Recently our hero has been in Israel looking for a new location for an old script, as Rambo turns his attention to the Gulf after having finished off anyone with slanty-eyes in his previous film. But where was Stallone when the real Vietnam War was on, the one without the make-up and the blanks? Apparently Stallone saw out the war as a Physical Education instructor at a finishing school for rich young women in the jungles of Switzerland. Of course we’ve nothing against draft dodgers, quite the opposite in fact. But these are the people (and Stallone is just one of the more obvious) who encourage nationalism, who profit from warmongering, and who are all for dying for their country, just so long as it doesn’t include them. But what of the sailors who did die in USS Stark? They died for precisely nothing — to help save Reagan’s face after Irangate, to defend the American Oil Corporations.

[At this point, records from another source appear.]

PR #1171, opened 2026-06-30
Use moving target repositories to follow latest upstream project changes

merks:


merks:
@ruspl-afed 

Here's a proposal for changing all the repositories to moving-target repositories that automatically track the latest upstream project changes.

Of course life is a trade-off.   A build might break just because of upstream changes; of course that's probably better than finding out the bundle doesn't work when SimRel produces M*/RC*.    One might use new API without noticing and forget to increment the lower bound; of course that probably already happens.  Not all these repositories are so nicely maintained using composites but rather overwrite the contents at the location so on rare occasions that could cause a glitch.

The only repository that continues to need maintaining is the ECF repository.  It remains like this because we redistribute ECF in our p2 repository, so don't want to redistribute a nightly (SNAPSHOT) build that might then end up in our release...

What do you think?

ruspl-afed:
> What do you think?

I don't know what to say. 
It definitely reduces the "M[ilestone]-ly" support effort at the cost of building from generally unpredictable content.

Please consider the following scenario: 
Platform produced an RC2 on Friday 
then version+1 effort was applied on next Monday or so with new I-build available
then on Wednesday we do Mylyn RC2 that grabs Platform with version+1 in a not yet released SimRel
WDYT?

merks:
> I don't know what to say. It definitely reduces the "M[ilestone]-ly" support effort at the cost of building from generally unpredictable content.
> 

It's all a trade-off and one can always paint a scenario where one way is better than another way, and for different reasons where one then needed to consider the prioritization of what's important.  Yes, the content might change in unpredictable ways, but those content changes will percolate though the system and will  pop out in SimRel.   At what point does Mylyn find a problem with the upstream content?  After it's been contributed to SimRel?  It's probably too late to do much about it then.  Do you find out the day after it happens?  It's probably easier to track down the cause and mitigate the problem; Oomph does nightly builds whether they are needed or not for this reason because I can't check out what might be broken on a daily basis myself.

> Please consider the following scenario: Platform produced an RC2 on Friday then version+1 effort was applied on next Monday or so with new I-build available then on Wednesday we do Mylyn RC2 that grabs Platform with version+1 in a not yet released SimRel WDYT?

It's a good question to ask when exactly does the following repository change!

https://download.eclipse.org/justj/?file=eclipse/updates/I-builds

I would ask Hannes, but he's on vacation.  But my guess its starts as soon as they start producing new I-build for the next cycle.  That's generally during the RC2 week for the rest of the projects.  In that case, it's a bad plan to use that.  The Oomph project setup updates the URL "at the right time" so it's probably best to use that URL in the catalog which is updated on the day of the release. 

https://github.com/eclipse-oomph/oomph/blob/dd115d123ffd5986e59d2f0a69b34ceff53bb4e4/setups/org.eclipse.projects.setup#L428-L433

The generator will update it to that new version the next time the setup tasks are performed...

So I would change this URL back to what it was.

Do you have other concerns? (This one was a good one!)

ruspl-afed (approved):
For the rest of URLs I do not have so clear concerns.
I'm very conservative, but I'll trust your expertise and experience here.
Yes, I understand that we already promoted Oomph to be a primary source of truth and we expect other project to play safe and according to SimRel rules (not always a case)

merks:
In the end, according to the build, the committed version of the *.target file is the source of truth.  One can always modify the *.target and commit the changes, one can activate it to use it in the IDE, and I left the old tasks disabled in the setup:

image

So yes, I think generating the target needed for the actual dependencies of the clone's project's is better, but it's just a tool and nothing is cast in stone.

---

Many folks don't know that Tycho actually doesn't really need a *.target either.  It can also work pretty much just like the targlets do where you only list repositories and not the specific dependencies that you require from those repositories; those are resolved by Tycho as it builds the projects.

ruspl-afed:
> Many folks don't know that Tycho actually doesn't really need a *.target either. It can also work pretty much just like the targlets do where you only list repositories and not the specific dependencies that you require from those repositories; those are resolved by Tycho as it builds the projects.

Interesting. However, not yet clear how we can use this fact to simplify our lives. For me the "simplicity" here is "an amount of sequenced steps that one need to perform to change dependency location/version"
Ideally, it should be a single change in one textual manifest, propagated to other places with CLI tooling. Concrete manifest does not matter for me, much more important to not repeat the same data in several places manually, because such kind of data duplications is the primary source of releng errors.

merks:
Suppose I decided to just jackson and so browsed around and decided I'll need to import this package:

image

So I textually edit the MANIFEST.MF to add it which has errors because it's not in the target platform.

So I perform the targlet task,.  Now the *.target is regenerated with the additional dependency:

image

So only one place needs to define it.  And, if I stopped using that dependency, the generator would remove it too.

Oh, and I forgot, Oomph contributes Discover... buttons to make it really easy to add things that are not already in your target.

image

There’ll be another conflict in the Gulf, sooner or later. More names to be chiselled into the war memorial. But if the next conflict escalates, it won’t just be the soldiers and sailors who suffer. We’ll all be in the front line. If you put your trust in leaders, give up your power to politicians, and give up your imagination to film stars, the next thing you could find yourself giving up is your life.